Routers and Trimmers | CPO Outlets


----------



## Terry Q (Mar 2, 2017)

Looks like a trim router, but Ridgid says it 2hp. If is true then it might work in router table 


Sent from my iPad using Tapatalk


----------



## honesttjohn (Feb 17, 2015)

Get you a big ole Triton if you're going to mount it and forget it. Bits can be changed from above using their handy dandy little crank up tool.


----------



## crittergitter (Nov 16, 2011)

This router can be adjusted from the table top. Look closely at the picture on the left you'll see the depth adjuster at the bottom of it the is a hex head adjustment on the other end. As for the Triton, way out of my price point. I just wanted to know if there was anything to be concerned with has anyone ever had a problem with this router?http://m.homedepot.com/p/RIDGID-2-HP-1-2-in-Corded-Fixed-Base-Router-R22002/202739521


----------



## Cherryville Chuck (Sep 28, 2010)

Ridgid's specs say 11 amps so that is roughly equal to the Bosch 1617, Hitachi M12VC, and I think the PC 890. It appears to have a hole through the base directly under the threaded adjustment rod so theoretically it's possible. In the picture it shows a rounded end on the bottom of the rod so it would depend on whether you are able to attach a tool such as allen wrench or (...?..) to the end of it so that you can turn it. If you have the skills you could drill and pin it with a roll pin to a socket in the end of a rod which could be formed into a wrench. Remember that you still need to be able to reach under the table and lock/unlock the router so it can be adjusted.

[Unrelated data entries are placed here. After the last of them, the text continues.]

Issue #173, opened 2021-08-06
RawInfo doesn't play well with UDP datagram headers


rmarx:
Currently, we re-use the RawInfo struct to give a simple re-usable way to log raw packet/frame/datagram contents.

In the struct, we have two length-fields: the full `length` and `payload_length`, assuming the header length can be calculated from those two. 

However, we do not have a way to log e.g., only the payload without the header (we can only log the full value truncated, but not indicate it starts at the payload).

This isn't a problem for QUIC/H3 packets/frames, but as @jlaine pointed out, it is a problem for UDP datagrams. In most stacks, you don't get the pure UDP packet header and so can't log it (so you'd always start with the payload).

This can be solved in several different ways:
1. disallow usage of RawInfo for datagrams
2. make explicit that datagram-related events start at the payload
3. log a fixed-value/fixed-size dummy UDP datagram (e.g., 8 bytes of zeroes)
4. extend RawInfo to make it more flexible

I'm currently most in favor of 2, as I don't see many people logging full UDP datagrams instead of logging the QUIC packets.

rmarx:
Fixed by #274

PR #274, opened 2023-01-10
Make use of raw and RawInfo more consistent

### LINKED ISSUE #54: Allow more wire-image indicators
Currently, we abstract out a lot of the on-the-wire specifics.

A good example is in the STREAM frame: there, the length and offset fields are optional, depending on how the frame should be handled. Simply having the same fields optional in qlog doesn't convey quite the same semantics: did the implementation simply not log them or were they not present from the start? 

More importantly though: if no length is set, the frame extends to the end of the packet, so it does have a length, which you'd probably want to log (that's the way it's currently designed), but so you loose the info that the length field wasn't encoded on the wire. 

This is just one example of similar problems across the board. I rather like the simplicity of the current setup, but we should have ways to signal the explicit wire image as well. 

cc @huitema

### LINKED ISSUE #174: Editorial update to RFCs/draft-34 + rawInfo + general consistency
since qlog started early on in the quic/H3 design process, we have some leftovers from early drafts in the docs.

We've updated most things over time as they were changed, but some aspects (e.g., most of the quic recovery events mention draft-23/27, `stream_state_updated` mentions draft-23, `packet_sent` triggers refer draft-23/19, etc.)

We need to go through each event and match it to terminology used in the final versions of the documents. 
For most things, this would just require removing mentions of old drafts, but in some cases this might require further changes. 

Finally, many events in the quic/H3 docs incorrectly use the pre-draft-02 way of logging raw information (e.g., as bytes fields directly), instead of properly using the new `raw:RawInfo` type. This should be updated.

Subsumes #46.

### LINKED ISSUE #243: Properly use RawInfo everywhere
Currently, most events use `RawInfo`, but some still use a separate `raw: hexstring` + `raw_length: uint32` setup. 

1. Figure out why (probably just forgot to update all when making the change)
2. Change to `RawInfo` where appropriate, or add comment why `RawInfo` isn't used

rmarx:
Fixes #243, #54 and #173.
Partially fixes #174.

### DIFF
--- a/draft-ietf-quic-qlog-h3-events.md
+++ b/draft-ietf-quic-qlog-h3-events.md
@@ -115,26 +115,6 @@ identifier, potentially suffixed by the vantagepoint type (For example,
 abcd1234_server.qlog would contain the server-side trace of the connection with
 GUID abcd1234).
 
-## Raw packet and frame information
-
-This document re-uses the definition of the RawInfo data class from {{QLOG-MAIN}}.
-
-Note:
-
-: As HTTP/3 does not use trailers in frames, each HTTP/3 frame header_length can
-be calculated as header_length = RawInfo:length - RawInfo:payload_length
-
-Note:
-
-: In some cases, the length fields are also explicitly reflected inside of frame
-headers. For example, all HTTP/3 frames include their explicit payload lengths in
-the frame header. In these cases, those fields are intentionally preserved in the
-event definitions. Even though this can lead to duplicate data when the full
-RawInfo is logged, it allows a more direct mapping of the HTTP/3 specifications to
-qlog, making it easier for users to interpret. In this case, both fields MUST have
-the same value.
-
-
 # HTTP/3 and QPACK Event Overview
 
 This document defines events in two categories, written as lowercase to follow
@@ -255,10 +235,8 @@ Importance: Base
 Emitted when a stream's type becomes known. This is typically when a stream is
 opened and the stream's type indicator is sent or received.
 
-Note: most of this information can also be inferred by looking at a stream's id,
-since id's are strictly partitioned at the QUIC level. Even so, this event has a
-"Base" importance because it helps a lot in debugging to have this information
-clearly spelled out.
+stream_type_value is the actual, numerical code (the parsed VLIE-encoded
+integer).
 
 Definition:
 
@@ -270,7 +248,7 @@ HTTPStreamTypeSet = {
     stream_type: HTTPStreamType
 
     ; only when stream_type === "unknown"
-    ? raw_stream_type: uint64
+    ? stream_type_value: uint64
 
     ; only when stream_type === "push"
     ? associated_push_id: uint64
@@ -289,10 +267,9 @@ HTTPStreamType =  "request" /
 ## frame_created {#http-framecreated}
 Importance: Core
 
-HTTP equivalent to the packet_sent event. This event is emitted when the HTTP/3
-framing actually happens. Note: this is not necessarily the same as when the
-HTTP/3 data is passed on to the QUIC layer. For that, see the "data_moved" event
-in {{QLOG-QUIC}}.
+This event is emitted when the HTTP/3 framing actually happens. Note: this is
+not necessarily the same as when the HTTP/3 data is passed on to the QUIC layer.
+For that, see the "data_moved" event in {{QLOG-QUIC}}.
 
 Definition:
 
@@ -315,11 +292,9 @@ data_moved event.
 ## frame_parsed {#http-frameparsed}
 Importance: Core
 
-HTTP equivalent to the packet_received event. This event is emitted when the
-HTTP/3 frame is parsed. Note: this is not necessarily the same as when the
-HTTP/3 data is actually received on the QUIC layer. For that, see the
-"data_moved" event in {{QLOG-QUIC}}.
-
+This event is emitted when the HTTP/3 frame is parsed. Note: this is not
+necessarily the same as when the HTTP/3 data is actually received on the QUIC
+layer. For that, see the "data_moved" event in {{QLOG-QUIC}}.
 
 Definition:
 
@@ -333,11 +308,10 @@ HTTPFrameParsed = {
 ~~~
 {: #http-frameparsed-def title="HTTPFrameParsed definition"}
 
-Note: in HTTP/3, DATA frames can have arbitrarily large lengths to reduce frame
-header overhead. As such, DATA frames can span many QUIC packets and can be
-processed in a streaming fashion. In this case, the frame_parsed event is emitted
-once for the frame header, and further streamed data is indicated using the
-data_moved event.
+HTTP/3 DATA frames can have arbitrarily large lengths to reduce frame header
+overhead. As such, DATA frames can span multiple QUIC packets. In this case, the
+frame_parsed event is emitted once for the frame header, and further streamed
+data is indicated using the data_moved event.
 
 ## push_resolved {#http-pushresolved}
 Importance: Extra
@@ -406,10 +380,11 @@ $HTTPFrame /= HTTPBaseFrames
 {: #httpbaseframe-def title="HTTPBaseFrames definition"}
 
 ### HTTPDataFrame
+
 ~~~ cddl
 HTTPDataFrame = {
     frame_type: "data"
-    ? raw: hexstring
+    ? raw: RawInfo
 }
 ~~~
 {: #httpdataframe-def title="HTTPDataFrame definition"}
@@ -531,13 +506,14 @@ HTTPReservedFrame = {
 
 ### HTTPUnknownFrame
 
+frame_type_value is the actual, numerical code (the parsed VLIE-encoded
+integer).
+
 ~~~ cddl
 HTTPUnknownFrame = {
     frame_type: "unknown"
-    raw_frame_type: uint64
-
-    ? raw_length: uint32
-    ? raw: hexstring
+    frame_type_value: uint64
+    ? raw: RawInfo
 }
 ~~~
 {: #httpunknownframe-def title="UnknownFrame definition"}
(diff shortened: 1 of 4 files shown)


draft-ietf-quic-qlog-main-schema.md
```diff
@@ -1083,63 +1083,43 @@ This section specifies such common definitions.
...
-behavior or determining encoding/framing overheads. However, these fields are not
-always necessary and can take up considerable space if logged for each packet or
-frame. They can also have a considerable privacy and security impact. As such,
-they are grouped in a separate optional field called "raw" of type RawInfo (where
-applicable).
+While qlog is a high-level logging format, it also allows the inclusion of most
+raw wire image information, such as byte lengths and byte values. This is useful
+when for example investigating or tuning packetization behavior or determining
+encoding/framing overheads. However, these fields are not always necessary, can
+take up considerable space and can have a considerable privacy and security
```
LPardue, line 1090:
```suggestion
take up considerable space, and can have a considerable privacy and security
```

draft-ietf-quic-qlog-main-schema.md
```diff
@@ -1083,63 +1083,43 @@ This section specifies such common definitions.
...
+impact. Where applicable, these fields are grouped in a separate optional field
```
LPardue, line 1091: worth xref to security considerations?

LPardue, line 1091:
```suggestion
impact. Where applicable, these fields are grouped in a separate, optional, field
```

draft-ietf-quic-qlog-main-schema.md
```diff
@@ -1083,63 +1083,43 @@ This section specifies such common definitions.
...
-(e.g., QUIC's AEAD tag), event definitions documents SHOULD define other ways of
-logging the trailer_length to make the header_length calculation possible.
-
-: The exact definitions entities, headers, trailers and payloads depend on the
-protocol used. If this is non-trivial, event definitions documents SHOULD include
-a clear explanation of how entities are mapped into the RawInfo structure.
-
-Note:
+The RawInfo:data field can be truncated for privacy or security purposes, see
+{{truncated-values}}. In this case, the length and payload_lenght fields should
```
LPardue, line 1115:
```suggestion
{{truncated-values}}. In this case, the length and payload_length fields should
```

LPardue, line 1115: is this a SHOULD requirement?

Either way, it might help to explain why keeping the non-truncated length is advised.

draft-ietf-quic-qlog-main-schema.md
```diff
@@ -1083,63 +1083,43 @@ This section specifies such common definitions.
...
-as implementations might not necessarily employ the most efficient VLIE scheme for
-all values. As such, to make exact size-analysis possible, implementers should use
-explicit lengths in RawInfo rather than reconstructing them from other qlog data.
-Similarly, tool developers should only utilize RawInfo (and related information)
-in such tools to prevent errors.
+This document does not specify explicit header_length or trailer_length fields.
+In protocols without trailers, header_length can be calculated by subtracting
+the payload_length from the length. In protocols with trailers (e.g., QUIC's
+AEAD tag), event definitions documents SHOULD define a way to make the
+header_length calculation possible.
```
LPardue, line 1122:
```suggestion
AEAD tag), event definitions documents SHOULD define a how to support
header_length calculation.
```

draft-ietf-quic-qlog-quic-events.md
```diff
@@ -1076,25 +1078,17 @@ TransportDataMoved = {
...
 (for example to indicate data from QUIC CRYPTO frames being passed to a TLS
-library ("security") or from HTTP/3 to QPACK ("qpack")).
-
-Note: this event type is part of the "transport" category, but really spans all
-the different layers. This means we have a few leaky abstractions here (for
-example, the stream_id or stream offset might not be available at some logging
-points, or the raw data might not be in a byte-array form). In these situations,
-implementers can decide to define new, in-context fields to aid in manual
-debugging.
+library or from HTTP/3 to QPACK).
```
LPardue, line 1091: Is this paragraph necessary? There are no events with a `direction` field. The purpose of from/too fields is already desdcribed in the earlier paragraphs. This text seems superflous to me.

draft-ietf-quic-qlog-quic-events.md
```diff
@@ -1824,8 +1814,9 @@ PathResponseFrame = {
 
 ### ConnectionCloseFrame
 
-raw_error_code is the actual, numerical code. This is useful because some error
-types are spread out over a range of codes (e.g., QUIC's crypto_error).
+error_code_value is the actual, numerical code (the parsed VLIE-encoded
+integer). This is useful because some error types are spread out over a range of
+codes (e.g., QUIC's crypto_error).
```
LPardue, line 1819: I find this a bit ambigous to read. How about something like

```suggestion
The error_code_value is the numerical value without VLIE encoding.
This is useful because some error types are spread out over a range of
codes (e.g., QUIC's crypto_error).
```

draft-ietf-quic-qlog-quic-events.md
```diff
@@ -1856,13 +1847,15 @@ HandshakeDoneFrame = {
 
 ### UnknownFrame
 
+frame_type_value is the actual, numerical code (the parsed VLIE-encoded
+integer).
```
LPardue, line 1851: Again, reads ambiguous to me.

draft-ietf-quic-qlog-quic-events.md
```diff
@@ -1927,6 +1920,12 @@ TBD
 
 ## Since draft-ietf-qlog-quic-events-02:
```
LPardue, line 1921:
```suggestion
## Since draft-ietf-qlog-quic-events-03:
```

LPardue:
Looks good to me modulo a few nits and editorials

draft-ietf-quic-qlog-h3-events.md
```diff
@@ -289,10 +266,9 @@ HTTPStreamType =  "request" /
 ## frame_created {#http-framecreated}
 Importance: Core
 
-HTTP equivalent to the packet_sent event. This event is emitted when the HTTP/3
-framing actually happens. Note: this is not necessarily the same as when the
-HTTP/3 data is passed on to the QUIC layer. For that, see the "data_moved" event
-in {{QLOG-QUIC}}.
+This event is emitted when the HTTP/3 framing actually happens. Note: this is
+not necessarily the same as when the HTTP/3 data is passed on to the QUIC layer.
```
LPardue, line 270:
```suggestion
This event is emitted when the HTTP/3 framing actually happens. This does
not necessarily coincide with HTTP/3 data getting passed to the QUIC layer.
```

draft-ietf-quic-qlog-h3-events.md
```diff
@@ -333,11 +307,10 @@ HTTPFrameParsed = {
...
 
-Note: in HTTP/3, DATA frames can have arbitrarily large lengths to reduce frame
-header overhead. As such, DATA frames can span many QUIC packets and can be
-processed in a streaming fashion. In this case, the frame_parsed event is emitted
-once for the frame header, and further streamed data is indicated using the
-data_moved event.
+HTTP/3 DATA frames can have arbitrarily large lengths to reduce frame header
+overhead. As such, DATA frames can span multiple QUIC packets. In this case, the
+frame_parsed event is emitted once for the frame header, and further streamed
+data is indicated using the data_moved event.
```
LPardue, line 313: This seems like it can be genericised and moved somewhere else: there is no tight coupling between H3 and QUIC frame boundaries meaning a H3 frames could span many packets, or many frames could be in a single packet.

Implementations can deploy streaming strategies to any H3 frame parsing. I agree that DATA frames are the most likely, but really any frame could be larger than a packet. 

Furthermore, due to varint H3 frame fields and the lack of preserved boundaries, some implementations might generate data_moved events before frame_parsed events. Cloudlfare quiche does this, for example. 

The text is better than the old text, so lets not block the PR. I'll open a separate issue.

draft-ietf-quic-qlog-quic-events.md
```diff
@@ -886,23 +886,21 @@ TransportDatagramsSent = {
...
-Note: QUIC itself does not have a concept of a "datagram_id". This field is a
-purely qlog-specific construct to allow tracking how multiple QUIC packets are
-coalesced inside of a single UDP datagram, which is an important optimization
-during the QUIC handshake. For this, implementations assign a (per-endpoint)
-unique ID to each datagram and keep track of which packets were coalesced into the
-same datagram. As packet coalescing typically only happens during the handshake
-(as it requires at least one long header packet), this can be done without much
-overhead.
+The "datagram_id" is a qlog-specific concept to allow tracking of QUIC packet
+coalescing inside UDP datagrams. Implementations can assign a per-endpoint
```
LPardue, line 898: I realise this text was already there but why is it per-endpoint?

draft-ietf-quic-qlog-quic-events.md
```diff
@@ -886,23 +886,21 @@ TransportDatagramsSent = {
...
+unique ID to each datagram, and reflect this in other events to track QUIC
+packets through processing steps.
+
+Since QUIC implementations rarely control UDP logic directly, the raw data
+excludes UDP-level headers in all fields.
```
LPardue, line 903: Consider moving this above the previous paragraph to match the ordering of the fields

draft-ietf-quic-qlog-quic-events.md
```diff
@@ -918,27 +916,28 @@ TransportDatagramsReceived = {
...
-Note: for more details on "datagram_ids", see {{transport-datagramssent}}.
+For more details on "datagram_ids", see {{transport-datagramssent}}.
 
 ## datagram_dropped {#transport-datagramdropped}
 Importance: Extra
 
 When a UDP-level datagram is dropped. This is typically done if it does not
-contain a valid QUIC packet (in that case, use packet_dropped instead).
+contain a valid QUIC packet. If it does, but the QUIC packet is dropped for
+other reasons, {{transport-packetdropped}} should be used instead.
```
LPardue, line 934: This would just render as a section number right? That's not very reader-friendly.
```suggestion
other reasons, packet_dropped ({{transport-packetdropped}}) should be used instead.
```

draft-ietf-quic-qlog-quic-events.md
rmarx: Because there is no (obvious?) in-band way to share datagram-ids between individually logging endpoints? To keep them consistent, you'd have to have a stable hash or something?

LPardue (approved):

Issue #198, opened 2022-03-19
Logging events and dealing with clock drift


LPardue:
We had a question about quiche's logging on https://github.com/cloudflare/quiche/issues/1197 this got me thinking some more about representations of time in qlog.

In quiche, we use a monotonic non-decreasing clock. When a trace is started, we store a monotonic start time internally and don't put that in the qlog. As events are created, we calculate a relative time since the start and record that.

I've now realised this behaviour seems to differ from what the qlog draft states in https://quicwg.org/qlog/draft-ietf-quic-qlog-main-schema.html#name-timestamps

> Relative: Specify a full "reference_time" timestamp (typically this is done up-front in "common_fields", see [Section 3.4.7](https://quicwg.org/qlog/draft-ietf-quic-qlog-main-schema.html#common-fields)) and include only relatively-encoded values based on this reference_time with each event. The "reference_time" value is typically the first absolute timestamp. This approach uses a medium amount of characters.

The problem is that clock drift can occur. The spec mentions this briefly but I wonder if the problem is larger than people give consideration to. For the relative and base time formats, you'd potentially end up smaller or negative values, which might break qlog tooling.

I don't have much insight into solving clock drift problems but could we consider adding a monotonic time format type in addition?

LPardue:
@rmarx asked me to explain this further or more clearly. So lets try a different angle.

Here is what qlog says

> The "time" field indicates the timestamp at which the event occurred. Its value is typically the Unix timestamp since the 1970 epoch (number of milliseconds since midnight UTC, January 1, 1970, ignoring leap seconds). However, qlog supports two more succinct timestamps formats to allow reducing file size. The employed format is indicated in the "time_format" field, which allows one of three values: "absolute", "delta" or "relative".

Each event has a timestamp, whose value is calculated according to the format. qlog hints that the UNIX epoch is "typical", which leaves the door open to other epoch. But qlog doesn't really support expressing what the epoch is explicitly. 

The `relative` encoding is described as:

> specify a full "reference_time" timestamp (typically this is done up-front in "common_fields", see [Section 3.4.7](https://quicwg.org/qlog/draft-ietf-quic-qlog-main-schema.html#common-fields)) and include only relatively-encoded values based on this reference_time with each event. The "reference_time" value is typically the first absolute timestamp. This approach uses a medium amount of characters.

[...]

PR #290, opened 2023-01-23
Rework the Timestamps section, add monotonic

LPardue:
Most of what was in here is good but we can tighten it up a bit.

After tightening up, it makes it easier to introduce another TimeFormat
- monotonic - that doesn't use an explicit reference_time.

Address the monotic request made in #198 but doesn't resolve the issue completely it because the discussion on clock drift is not expanded. I can add that if we like this direction.


LPardue:
also note I removed any specific example of "privacy-preserving timestamps". The old example about using system up time seems the antithesis of privacy :smile:

draft-ietf-quic-qlog-main-schema.md
```diff
@@ -592,68 +592,86 @@ JSON serialization:
...
+relative:
+: A relative timestamp based on some relative time base.  The log SHOULD specify
+  a "reference_time" timestamp, either by providing it explicitly in the
+  "reference_time" field in "common_fields" ({{common-fields}}) or logging an
+  absolute time in the first event. This approach uses a medium amount of
+  characters.
+
+monotonic:
+: A relative timestamp based on an opaque monotonically nondecreasing clock.
+  The "reference_time" field MUST NOT be applied to this format, since it based
```
rmarx, line 632:
```suggestion
  The "reference_time" field MUST NOT be applied to this format, since it's based
```

draft-ietf-quic-qlog-main-schema.md
```diff
@@ -592,68 +592,86 @@ JSON serialization:
...
+  on an opaque clock that cannot be interpreted beyond the process that
```
rmarx, line 633: This whole sentence is hard to understand (I'm not even sure I really grasp it), and the `it's` is ambiguous: is it "this format" or "the reference_time"?

Overall, imo this section does not really explain how monotonic is different from relative, nor why it's useful/needed.

draft-ietf-quic-qlog-main-schema.md
```diff
@@ -592,68 +592,86 @@ JSON serialization:
...
+
+Events in each individual trace SHOULD be logged in strictly ascending timestamp
+order (though not necessarily absolute value, for the "delta" format). Tools CAN
+sort all events on the timestamp before processing them, though are not required
+to (as this could impose a significant processing overhead). This can be a problem
+especially for multi-threaded and/or streaming loggers, who could consider using a
+separate post-processor to order qlog events in time if a tool do not provide this
+feature.
+
+There is no default base clock for formats that rely on a sharable clock. Tools
```
rmarx, line 644:
```suggestion
There is no default base clock for formats that rely on a shareable clock. Tools
```

rmarx: This is also a bit vague... what exactly is a "shareable clock", terminology not used before this. Does it mean sharing the same clock across traces (e.g., one taken at the server, one at the client, later combined?) or does it mean deriving timing values from a single clock reading (i.e., relative and delta). I assume the latter, but the quiche PR that triggered this is mainly talking about the former?

draft-ietf-quic-qlog-main-schema.md
```diff
@@ -592,68 +592,86 @@ JSON serialization:
...
+SHOULD NOT assume the ability to derive the absolute Unix timestamp from qlog
+traces. Tools should not rely events to be be consistent across traces, even
```
rmarx, line 646:
```suggestion
traces. Tools should not rely on timestamps to be consistent across traces, even
```

draft-ietf-quic-qlog-main-schema.md
```diff
@@ -592,68 +592,86 @@ JSON serialization:
...
 
-The relative approach will:
-- set the reference_time to 1500 in "common_fields"
-- use: 0, 5, 22, 88
+Example "reference" TimeFormat values, assuming a reference_time of 1500
+in "common_fields":
+0, 5, 22, 88
+
+Example "monotonic" TimeFormat values:
+0, 5, 22, 88
```
rmarx, line 670: This enforces my confusion about why `monotonic` is needed and how it's different from `relative`... 

The way I understand it is that monotonic does not necessarily adhere to milliseconds between events? 
So say the relative values would be 
`0, 5, 22, 88`

Then the monotonic ones for the same absolute event timestamps could be
`0, 4, 17, 94`
(due to clock drift, intentional fuzzing for privacy/timing attacks, etc.)

If that's true, the examples should reflect this better.

rmarx (changes requested):
I largely agree with the rewrites of the existing text.

I however don't really see the need for the `monotonic` format. The text doesn't explain why it's useful, nor can I really find good arguments for it in the quiche PRs besides "clock drift". 

IIUC, monotonic is still a kind of relative, but you can't assume the events arrived at exactly `reference_time` + timestamp milliseconds. That's fine, but then we should imo just say something general about all formats like:

`timestamp values aren't always perfectly accurate, due to clock drift, implementation limitations, privacy or security considerations. They are only guaranteed to be monotonically increasing.`

That imo covers the load for the 3 existing formats, and allows you to use `relative` with a `reference_time` of 0 for monotonic (which, IIUC, is what quiche has been doing?)

draft-ietf-quic-qlog-main-schema.md
LPardue: Yeah I'm not a fan of the word shareable here but struggled to find a suitable term. This is really just intended to be a rewording pf the old text that was focussed on unix-y time. If folks are using an abosulute timestamp, somewhere they should be indicating the actual format and rules for that, including where its epoch is anchored. Saying "you don't have to use UNIX time" like the old text is glossing over a lot of complexity.

Happy to rewrite this part if we can agree on what should be communicated.

draft-ietf-quic-qlog-main-schema.md
LPardue: Relative and monotonic are both formats that use a delta encoding but that's where the similarity ends.

Per the current definition of reference format, it has to be related to something that various systems can agree on. For example, sticking January 1 2023 in all my logs and logging the duration in seconds since that date would work for a reference time. Ideally, you understand what that date is, so that you can add the time deltas in order determine their absolute timestamp. It is important to agree on a calendaring or date/time system because things like leap seconds, daylight savings, or clock skew can mean your relative-time event has negative values. This makes sorting qlogs fun.

With monotonic clocks, there is no universal calendaring or date/time. A system picks _something_ and you can  then calculate durations against that. As long a single system generates events, the durations are guaranteed to never decrement. See for example https://linux.die.net/man/3/clock_gettime where

> CLOCK_MONOTONIC
Clock that cannot be set and represents monotonic time since some unspecified starting point.

So one core difference is that reference can be negative and montonic can never.  So the reference example might want to include that.

Another core difference is that monotonic typically has no reference_time that can be communicated meaningfully. Its literally not possible to obtain it on such systems.

we could make the monotonic values different for the sake of it, if it helps avoid confusion.

draft-ietf-quic-qlog-main-schema.md
```diff
@@ -592,68 +592,86 @@ JSON serialization:
...
+: A relative timestamp based on some relative time base.  The log SHOULD specify
+  a "reference_time" timestamp, either by providing it explicitly in the
+  "reference_time" field in "common_fields" ({{common-fields}}) or logging an
+  absolute time in the first event. This approach uses a medium amount of
+  characters.
+
+monotonic:
+: A relative timestamp based on an opaque monotonically nondecreasing clock.
+  The "reference_time" field MUST NOT be applied to this format, since it's based
+  on an opaque clock that cannot be interpreted beyond the process that
```
LPardue, line 633:
```suggestion
  The "reference_time" field MUST NOT be applied to this format, since monotonic
  time is measured against an opaque clock that cannot be interpreted beyond the system that
```

draft-ietf-quic-qlog-main-schema.md
LPardue: I tried to clarify the sentence to make it clear what it being measured.

Beyond that, I'm not sure how to more clearly describe that `relative` and `monotonic` are different. The monotonic description is succinct. So the relative format probably needs more wordsmithing for preciseness, rather than have people making assumptions.

LPardue:
As disscussed on the issue and at IETF 116, we'll probably go a different way than this PR. Keeping it open for my own reference but don't merge

LPardue:
Retiring this in favor of #433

Just for an example. I have a Hitachi M12V2 which has a rod that extends to the underside of the base (which is the part facing you when mounted). It has a 14mm nut on the end of it so I drilled a hole through my table plate and use a 14mm socket to adjust height on mine.


----------



## crittergitter (Nov 16, 2011)

Chuck,
I want to Thank you for your feedback with the comparisons of other routers, just what I was asking for. The Bosch 1617 to be very popular. To answer your question about the hole in the base, yes there is one. I have attached a pic of the T-handle, the head of the adjusting rod from what I remember when at HD was about 3/16". I do like your idea of a roll pin. Thanks again for your feedback.


----------



## Cherryville Chuck (Sep 28, 2010)

Greg I may be mistaken about it being round. The end may be hex shaped which just means that you need a wrench with a socket that size on the end, similar in principle to what I am doing.


----------



## hawkeye10 (Jul 28, 2015)

I have the Porter Cable 690 and I can unlock and lock the router and adjust the height from the top. The only thing I have to remove the router for besides cleaning the router is change the speed. You can look at table and I have very good dust collection. If I had it to over again I would get the Bosch.


----------



## Terry Q (Mar 2, 2017)

hawkeye10 said:


> I have the Porter Cable 690 and I can unlock and lock the router and adjust the height from the top. The only thing I have to remove the router for besides cleaning the router is change the speed. You can look at table and I have very good dust collection. If I had it to over again I would get the Bosch.




Do they make the 690 in variable speed models? I have two 690's and my only complaint with them is they are only single speed and I can't use them with heavier bits (including longer 3/4" flush trim bits)


----------



## hawkeye10 (Jul 28, 2015)

Terry Q said:


> Do they make the 690 in variable speed models? I have two 690's and my only complaint with them is they are only single speed and I can't use them with heavier bits (including longer 3/4" flush trim bits)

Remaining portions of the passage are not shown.